Crain sells a groving tool that works fine in combination with cutting toe at corresponding 45' angles.


----------



## McKeeFlooring (Aug 14, 2011)

I mark my corner, use a square and score with a knife(don't go all the way through), then fold it back face to face and then cut a small corner from the cove side at a slight angle. Start with a very small cut and you will get used to doing it just right after a few corners. That's inside corners. Outside, I run past the corner and mark the back with a pencil along the edge of corner, then use a groover to take a small amount out. Usually turns out great and I haven't had to hot glue in forever.


----------



## TNTRenovate (Aug 19, 2010)

Caulk...heheheh!


----------



## rusty baker (Jun 14, 2008)

Buy premade corners.


----------



## BKM Resilient (May 2, 2009)

cuttnrug420 said:


> I'm installing Base Cove How can I make my inside corener look better is there a special tool or trick that could help me?? ty


Inside corners are made with a pair of dividers by scribing the first piece to the wall and then the subsequent piece to the piece that's it's butting against. The second piece in that sequence requires a slight bevel. Compression will help make a nice tight corner every time. 

The darker your base color is the less critical that procedure becomes. With a light gray, cream or white base any kind of gap will stand out as a dark line or void visible from pretty far away. Commercial jobs typically call for black and brown base where you don't really see a hairline gap or void at the top or where the base meets in the corners so what you can often do is "wrap" those inside corners by slicing the back about 1/2 way through and then taking a little out of the toe. Again you want to compress the base DOWN so the top flushes out and then compress it into the corner. You rarely can do this with any light color material and typically the drywall is so out of whack in the corners you need to break the base and scribe it regardless of what color it is.


----------



## Tanner.m.r (Jan 10, 2013)

Check it out. Get rid of all other tools. This will go so much quicker I'll run up to 1,000 ft a day easy. Take ur base usually 4' cuts flip it on its face with the top facing ur wall bump end to the inside corner your cutting for. take ur knife score at the piece before or door casing DON'T CUT ALL THE WAY THROUGH. pick up piece fold it where u scored it it should seperate shave slightly.
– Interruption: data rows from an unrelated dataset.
Issue #167, opened 2019-12-01
Over reliance on evaluate_model


lucianopaz:
Currently, `sample`, `sample_prior_predictive` and `sample_posterior_predictive` all use a first call to some variant of `evaluate_model` just to get some meta information of the model:
* Identify the variables that define the sampling state, along with their shape (in `sample`)
* Identify the distribution shape and the observed variables (in both forward sampling methods)
* To help with auto batching (in both forward sampling methods)

All of these will lead to problems for models that cannot generate samples from the prior. For example, models with `Flat` priors (see [this pymc3 issue](https://github.com/pymc-devs/pymc3/issues/3294))

I think that the solution to this problem is to introduce some purely symbolic model parser to get the metadata we need. I think that we should do this with [symbolic-pymc](https://github.com/pymc-devs/symbolic-pymc)

lucianopaz:
Pinging @brandonwillard over this.

If we don't go symbolic, the alternatives I can think of are:

1. making a special executor that evaluates the model but instead of calling `sample` on distributions, it returns an array of Nan's with the appropriate tensor shape.
2. Doing something that parses the AST to extract the metadata.

I think that option 1 would be easy to implement, but I think that pymc4 could benefit much more by starting to integrate the symbolic-pymc manipulations @brandonwillard is working on.

brandonwillard:
We could almost certainly extract all the necessary information from TFP-generated graphs (which would be much easier with PyMC4/TFP name correspondence, if that's working now).

Otherwise, we could build and use `symbolic-pymc` meta graphs from the start.  If you don't use logic variables with them, they're basically just low-level, generic delayed TF graphs&mdash;that are easily converted to real TF graphs with `MetaSymbol.reify`.

I'll need to know more about the shape-related needs, because there may be TF-only difficulties with obtaining shape information for a specific node in the exact  form/way we need it.

lucianopaz:
@brandonwillard, how would we bypass eager mode to get the tf graph? Would we need a `function` decorator? That would still have to rely on `evaluate_model` to trace the function and generate the graph, right?

As for the shape issues, tfp has the three semantic shapes: sample, batch and event. Currently, all three methods always leave
[...]

PR #219, opened 2020-02-08
ENH: add Flat and HalfFlat Distributions

tirthasheshpatel:
Addresses #44.

Summary of my changes:
 - Add ``Flat`` distribution
 - Add ``HalfFlat`` distribution

### Question

Do these need tests?


pymc4/distributions/continuous.py
```diff
@@ -1165,6 +1169,51 @@ def upper_limit(self):
...
+
+    def __init__(self, name, **kwargs):
+        super().__init__(name, **kwargs)
+
+    @staticmethod
+    def _init_distribution(conditions):
+        return tfd.Uniform(low=0.0, high=np.inf)
+
+    def log_prob(self, value):
+        return tf.cond(
```
brianwa84: You should use tf.where here

lucianopaz:
@tirthasheshpatel, thanks again. Contrary to what it may look like, these two distributions will need more tests than the rest for two big reasons:

1. They are improper distributions, so we can't draw forward samples from them (`Flat.sample`). I'm my opinion, if someone tries to call their `sample` method, a `TypeError` should be raised. However, we should be able to do inference in models that have flat or half flat priors (`pm.sample`), and given their posterior samples, we should be able to call sample posterior predictive on them. So they must behave a bit different from the rest of our distributions.
2. There is no tfp equivalent, so we must test that the returned `log_prob` values are correct. That sounds simple because the log_prob should always be zero. The difficulty here is the shape handling. If the `value` passed to `log_prob` has a rank that is lower than the distribution's event shape, we should raise an error, if the value has a shape that doesn't broadcast with the distribution's batch+event shape, we should raise an error. Actually, I think it's even more stringent than that, the rightmost axis of the passed values should exactly match the distribution's event shape, not just broadcast with it, or an error should be raised. Furthermore, the log prob should sum reduce over the event shape axis, in order to only get back a batch of zeroes.

Point 1, cannot be done until we fix #167, and point 2 is a pit in shape hell, so for now I think that we should leave this PR open and when we fix up #167 we can come back to it.

tirthasheshpatel:
@lucianopaz Sorry for the late reply and thanks for such a detailed review! I will think more about the "shape hell" and try to raise relevant errors. Meanwhile, I will also try to catch up with #167 and try to resolve it!

lucianopaz:
@tirthasheshpatel, for now don't worry about #167. I'm working on it in [this branch](https://github.com/lucianopaz/pymc4/tree/test_point), but it requires #193 to be finished first. My recomendation is to do one of the following:

1. Continue to implement regular distributions like what you did with the `BetaBinomial`, and at a later time we can come back to this PR and finish it up.
2. Write the tests for the `Flat` and `HalfFlat` distributions, make sure that the `log_prob` outputs the correct shape, and then mark the tests for predictive sampling and `pm.sample` as expected failures on pytest. Once we finish with #167, we'll remove the expected failure mark and ensure that these tests pass.

pymc4/distributions/continuous.py
tirthasheshpatel: Done. Thanks!

tirthasheshpatel:
Some distributions in #44 don't have a tfp equivalent. So, do we have to wait for it to be implemented or is there a way around? (I was thinking about implementing classes inheriting from tfp's ``Distribution`` class)

pymc4/distributions/continuous.py
```diff
@@ -1165,6 +1169,103 @@ def upper_limit(self):
...
+        value = tf.convert_to_tensor(value)
+        # if not tf.rank(value):
+        #     value = tf.convert_to_tensor([value])
+        # value_shape = value.shape
+        # # if the rank of the `value` is less than distribution's `event shape` raise an error
+        # if tf.rank(value) < tf.rank(self._distribution.event_shape):
+        #     raise ValueError("Rank of input tensor less than distribution's event shape")
+        # # if the rightmost axis of `value` doesn't match the distribution's `event_shape`, raise an error
+        # if (
+        #     len(self._distribution.event_shape)
```
tirthasheshpatel: > 2. There is no tfp equivalent, so we must test that the returned `log_prob` values are correct. That sounds simple because the log_prob should always be zero. The difficulty here is shape handling. If the `value` passed to `log_prob` has a rank that is lower than the distribution's event shape, we should raise an error, if the value has a shape that doesn't broadcast with the distribution's batch+event shape, we should raise an error. Actually, I think it's even more stringent than that, the rightmost axis of the passed values should exactly match the distribution's event shape, not just broadcast with it, or an error should be raised. Furthermore, the log prob should sum reduce over the event shape axis, in order to only get back a batch of zeroes.

As the distribution is univariate the event_shape and batch_shape will always be ``()`` and so I think we don't need to worry about it, right?

pymc4/distributions/continuous.py
```diff
@@ -1165,6 +1169,103 @@ def upper_limit(self):
...
+        #     )
+        # # if the shape of `value` doesn't match the distribution's `batch_shape`, raise an error
+        # if (
+        #     len(self._distribution.batch_shape)
+        #     and value_shape[-2] != self._distribution.batch_shape[-1]
+        # ):
+        #     raise ValueError(
+        #         "Batch shape of input tensor not consistent with the distributions's batch shape"
+        #     )
+        if tf.rank(value) > 2:
```
tirthasheshpatel: I have reduced sum when the shape of value if ``(n_samples, batch_shape, event_shape)`` along the ``event_shape`` axis. Shouldn't we reduce sum over ``n_samples`` axis?

pymc4/distributions/continuous.py
lucianopaz: The defaults will be `()`, but we can stack multiple independent variable that follow this distribution with something similar to `tfd.Sample`, and that will lead to an event shape that could be a tuple of any length.
Furthermore, in #167, we are also aiming to provide a similar mechanism as `tfd.Sample` but instead of stacking events, we will stack batches. So in the end, any distribution can have any number of event and batch axes. I just realized that I wrote the singular axis in my previous comment, but I meant it to be the plural, axes.

pymc4/distributions/continuous.py
lucianopaz: We only must reduce sum over the event shape axes. That's what truly distinguishes between the batch and event shapes. For example,

```python
>>> import tensorflow as tf
>>> from tensorflow_probability import distributions as tfd
>>> 
>>> d = tfd.Normal(loc=tf.zeros(1, 2), scale=1)
>>> d = tfd.Sample(d, sample_shape=(3, 4, 5))
>>> d.batch_shape.as_list()
[1, 2]
>>> d.event_shape.as_list()
[3, 4, 5]
>>> 
>>> x = d.sample(sample_shape=(6, 7))
>>> x.numpy().shape
(6, 7, 1, 2, 3, 4, 5)
>>> v = d.log_prob(x)
>>> v.numpy().shape
(6, 7, 1, 2)
```

pymc4/distributions/continuous.py
```diff
@@ -1165,6 +1169,103 @@ def upper_limit(self):
...
+
+    def __init__(self, name, **kwargs):
+        super().__init__(name, **kwargs)
+
+    @staticmethod
+    def _init_distribution(conditions):
+        return tfd.Uniform(low=-np.inf, high=np.inf)
+
+    def log_prob(self, value):
+        # convert the value to tensor
```
lucianopaz: I think that you're doing too many if statements. I recommend that you start out with `expected = tf.zeros(self._distribution.batch_shape + self._distribution.event_shape)`. This would be the expected shape of a call to a `tfd.Distribution.sample()`.

You should first check if `value` has a matching event shape part to `expected`, if yes then broadcast `expected` and `value` and create a zeros tensor with the resulting shape. Finally, you'll have to reduce sum over all event shape axes.

pymc4/distributions/continuous.py
tirthasheshpatel: Oh! This is very clear now. Thanks!!

lucianopaz:
Pinging @tirthasheshpatel, just to let you know that I've opened #227. Once that gets merged in, you should merge it into your branch and you'll be able to run all of the tests required by the `Flat` and `HalfFlat` distributions.

tirthasheshpatel:
@lucianopaz sorry for getting back to you late. I will complete this by today.

tests/test_distributions.py
```diff
@@ -348,6 +362,8 @@ def test_rvs_test_point_are_valid(tf_seed, distribution_conditions):
     dist_class = getattr(pm, distribution_name)
     dist = dist_class(name=distribution_name, **conditions)
     test_value = dist.test_value
+    if distribution_name in ["Flat", "HalfFlat"]:
+        pytest.skip("Flat and HalfFlat distributions don't support sampling.")
```
lucianopaz: We shouldn't skip this test. In the case of the `Flat` and `HalfFlat`, instead of comparing the `test_value.shape` against the `test_sample.shape`, we should compare it against the `sample_shape + batch_shape + event_shape` that we expect to get.

pymc4/distributions/continuous.py
```diff
@@ -1174,6 +1177,84 @@ def upper_limit(self):
...
+        value = tf.convert_to_tensor(value)
+        expected = tf.zeros(self._distribution.batch_shape + self._distribution.event_shape)
+        # check if the event shape matches
+        if (
+            len(self._distribution.event_shape)
+            and value.shape[-len(self._distribution.event_shape) :]
+            != self._distribution.event_shape
+        ):
+            raise ValueError("values not consistent with the event shape of distribution")
```
lucianopaz: You should write a test that raises this exception to make sure it's working

pymc4/distributions/continuous.py
```diff
@@ -1174,6 +1177,84 @@ def upper_limit(self):
...
+        # broadcast expected to shape of value
+        try:
+            expected = tf.broadcast_to(expected, value.shape)
+        except tf.python.framework.errors_impl.InvalidArgumentError:
+            raise ValueError("value can't be broadcasted to expected shape")
```
lucianopaz: You should write a test that raises this exception to make sure it's working

pymc4/distributions/continuous.py
```diff
@@ -1174,6 +1177,84 @@ def upper_limit(self):
...
+    def _init_distribution(conditions):
+        return tfd.Uniform(low=-np.inf, high=np.inf)
+
+    def log_prob(self, value):
+        # convert the value to tensor
+        value = tf.convert_to_tensor(value)
+        expected = tf.zeros(self._distribution.batch_shape + self._distribution.event_shape)
+        # check if the event shape matches
+        if (
+            len(self._distribution.event_shape)
```
lucianopaz: A minor nitpick, our distributions now have the `event_shape` and `batch_shape` properties, so you don't have to access the `_distribution` attribute to look them up. You can do `self.event_shape` and `self.batch_shape` instead

pymc4/distributions/continuous.py
```diff
@@ -1174,6 +1177,84 @@ def upper_limit(self):
...
+        value = tf.convert_to_tensor(value)
+        value = tf.where(value > 0, x=0.0, y=-np.inf)
+        expected = tf.zeros(self._distribution.batch_shape + self._distribution.event_shape)
+        # check if the event shape matches
+        if (
+            len(self._distribution.event_shape)
+            and value.shape[-len(self._distribution.event_shape) :]
+            != self._distribution.event_shape
+        ):
+            raise ValueError("values not consistent with the event shape of distribution")
```
lucianopaz: The same comment as for the `Flat` distribution, we need a test that raises this exception

pymc4/distributions/continuous.py
```diff
@@ -1174,6 +1177,84 @@ def upper_limit(self):
...
+        # broadcast expected to shape of value
+        try:
+            expected = tf.broadcast_to(expected, value.shape) + value
+        except tf.python.framework.errors_impl.InvalidArgumentError:
+            raise ValueError("value can't be broadcasted to expected shape")
```
lucianopaz: The same comment as for the `Flat` distribution, we need a test that raises this exception

pymc4/distributions/continuous.py
```diff
@@ -1174,6 +1177,84 @@ def upper_limit(self):
...
+        # check if the event shape matches
+        if (
+            len(self._distribution.event_shape)
+            and value.shape[-len(self._distribution.event_shape) :]
+            != self._distribution.event_shape
+        ):
+            raise ValueError("values not consistent with the event shape of distribution")
+        # broadcast expected to shape of value
+        try:
+            expected = tf.broadcast_to(expected, value.shape)
```
lucianopaz: Does this work if `value.shape=(3,)` but the distribution has `batch_shape=(4,)` and `event_shape=(3,)`, so the expected shape is `(4, 3)`? Wont it raise an error for that kind of situation?

tirthasheshpatel: Yes. I think this can be fixed by checking ``tf.rank(values) < tf.rank(self.batch_shape + self.event_shape)``. If this condition evaluates to ``True``,  we only check if the values are consistent with ``batch_shape`` and we don't need to broadcast. While if the condition is ``False``,  let ``tf.broadcast_to`` handle it. What do you say? Is there a way around?

<details>
<summary>Code</summary>

```python
if tf.rank(value) < tf.rank(self.batch_shape + self.event_shape):
    if value.shape[:-len(self.event_shape)] != self.batch_shape[-1:-(len(value.shape)-len(self.event_shape))]:
        raise ValueError("batch shape of values is not consistent with distribution's batch_shape")
else:
    try:
        ...
```

</details>

pymc4/distributions/continuous.py
```diff
@@ -1174,6 +1177,97 @@ def upper_limit(self):
...
+        # convert the value to tensor
+        value = tf.convert_to_tensor(value)
+        expected = tf.zeros(self.batch_shape + self.event_shape)
+        # check if the event shape matches
+        if len(self.event_shape) and value.shape[-len(self.event_shape) :] != self.event_shape:
+            raise ValueError("values not consistent with the event shape of distribution")
+        # broadcast expected to shape of value
+        if len(value.shape) < len(self.batch_shape + self.event_shape):
+            if (
+                value.shape[: -len(self.event_shape)]
```
lucianopaz: This won't work if the event shape is a scalar, you'll end up with `value.shape[:0]`. You will have to change this to `value.shape[:len(value.shape) - len(event_shape)]`

pymc4/distributions/continuous.py
```diff
@@ -1174,6 +1177,97 @@ def upper_limit(self):
...
+                != list(reversed(self.batch_shape))[: (len(value.shape) - len(self.event_shape))]
```
lucianopaz: Why do you need to reverse this?

tests/test_distributions.py
```diff
@@ -348,10 +363,23 @@ def test_rvs_test_point_are_valid(tf_seed, distribution_conditions):
...
     logp = dist.log_prob(test_value).numpy()
     assert test_value.shape == test_sample.shape
     assert tuple(test_value.shape.as_list()) == tuple(
         (dist.batch_shape + dist.event_shape).as_list()
     )
     assert not (np.any(np.isinf(logp)) or np.any(np.isnan(logp)))
+
+
+@pytest.mark.parametrize("distribution_name", ["Flat", "HalfFlat"])
+@pytest.mark.parametrize("sample", [tf.zeros(1), tf.zeros((1, 3, 4)), tf.zeros((1, 5, 3, 4))])
```
lucianopaz: We are using fixtures instead of mark parameterize. Could you change it to that?

pymc4/distributions/continuous.py
tirthasheshpatel: If the ``batch_shape`` is ``(1, 2)``, ``event_shape`` is ``(3, 4)``, and we want to sample ``(2, 3, 4)`` then the target must broadcast to ``(1, 2, 3, 4)``. So, we need to check the values of batch_shape from the rightmost axis.

tests/test_distributions.py
tirthasheshpatel: Sure!

pymc4/distributions/continuous.py
tirthasheshpatel: Oh, I see the problem! I have to check the ``batch_shape[len(self.batch_shape) - len(value.shape):]`` instead of reversing it.

tirthasheshpatel:
want to finish this up @lucianopaz?

lucianopaz:
Sorry @tirthasheshpatel for not being able to finish this up sooner. Covid quarantine and all, I can't put almost any time to review pymc stuff. I'll merge this PR because it seems ready to go. Great job!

Take ur knife cut a straight line at the boot push piece into your corner where u cut. Ur line inthe boot it will over lap push base down as far as u want. U have a corner now. Where ur boot over Lapps in the corner take ur knife and cut a straight line at start of the boot to the end of the boot. It will make a nice corner and u can unfold it and remove the underlap if u want. I usually leave it so corner doesn't get pushed in. But u don't need a bunch of tools to do base it's over kill and will slow u down and u do it this way u make more money becuas e u get more installed. The most I have done in a single day by myslef is 1500' ft


----------



## ArtisanRemod (Dec 25, 2012)

a picture is worth a thousand words, anybody have one?


----------



## Gary H (Dec 10, 2008)

Tanner.m.r said:


> Check it out. Get rid of all other tools. This will go so much quicker I'll run up to 1,000 ft a day easy. Take ur base usually 4' cuts flip it on its face with the top facing ur wall bump end to the inside corner your cutting for. take ur knife score at the piece before or door casing DON'T CUT ALL THE WAY THROUGH. pick up piece fold it where u scored it it should seperate shave slightly. Take ur knife cut a straight line at the boot push piece into your corner where u cut. Ur line inthe boot it will over lap push base down as far as u want. U have a corner now. Where ur boot over Lapps in the corner take ur knife and cut a straight line at start of the boot to the end of the boot. It will make a nice corner and u can unfold it and remove the underlap if u want. I usually leave it so corner doesn't get pushed in. But u don't need a bunch of tools to do base it's over kill and will slow u down and u do it this way u make more money becuas e u get more installed. The most I have done in a single day by myslef is 1500' ft


You killed me with all the u's and ur's. :laughing:


----------



## Tanner.m.r (Jan 10, 2013)

Lay on face. Bump to wall and line up with last piece or door casing









score. Don't cut through 









fold









shave









cut boot 








fold corner. Over lap boot cut 










cut excess









finished corner


----------



## Railman (Jan 19, 2008)

That is a great tip, & good pictorial!:thumbsup:

It's just like what I took from your original post.
Joe


----------



## Tanner.m.r (Jan 10, 2013)

No problem. Sorry I was at work so I was crunched on time. Also when u do it this way usually your cuts will tend to be a little long about a 1/16 to 1/8 and I find it good because it creates a more snug fit between cuts. Just make sure to fit corner then meet your last piece then take wet towel and smooth toward your corner and last piece. Found this way it eliminates gaps or cuts that are a little off. I'm actually just an apprentice and I came up with this way because the way my boss showed me sucked and consumed a lot of time trying to make sure the cuts aren't short. So hope you guys like it and let me know if u have more questions or ideas to better my method

Thanks, 
Tanner


----------



## Rich D. (Oct 14, 2011)

Tanner.m.r said:


> No problem. Sorry I was at work so I was crunched on time. Also when u do it this way usually your cuts will tend to be a little long about a 1/16 to 1/8 and I find it good because it creates a more snug fit between cuts. Just make sure to fit corner then meet your last piece then take wet towel and smooth toward your corner and last piece. Found this way it eliminates gaps or cuts that are a little off. I'm actually just an apprentice and I came up with this way because the way my boss showed me sucked and consumed a lot of time trying to make sure the cuts aren't short. So hope you guys like it and let me know if u have more questions or ideas to better my method
> 
> Thanks,
> Tanner


Thanks for showing ous that. I do my inside corners probly the way ur boss showed you.. you can come up short sometimes...


----------



## Mud Master (Feb 26, 2007)

Tanner.m.r said:


> Lay on face. Bump to wall and line up with last piece or door casing
> 
> score. Don't cut through
> 
> ...


This is the way I was taught and now teach my men.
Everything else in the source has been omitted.